▶ **PROVIDED DATA**
PR #234, opened 2020-10-13
(PCP-900) Throttle connection resets after crl is expired

justinstoller:
Previously, in 44ce091, we began closing all connections after a CRL
update to prevent stale SSLContexts from being held in memory. However,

▶ **AIM OF THE TASK**
Determine how many lines of the material include the string "after". Output only that count.

▶ **YOUR SOLUTION**
2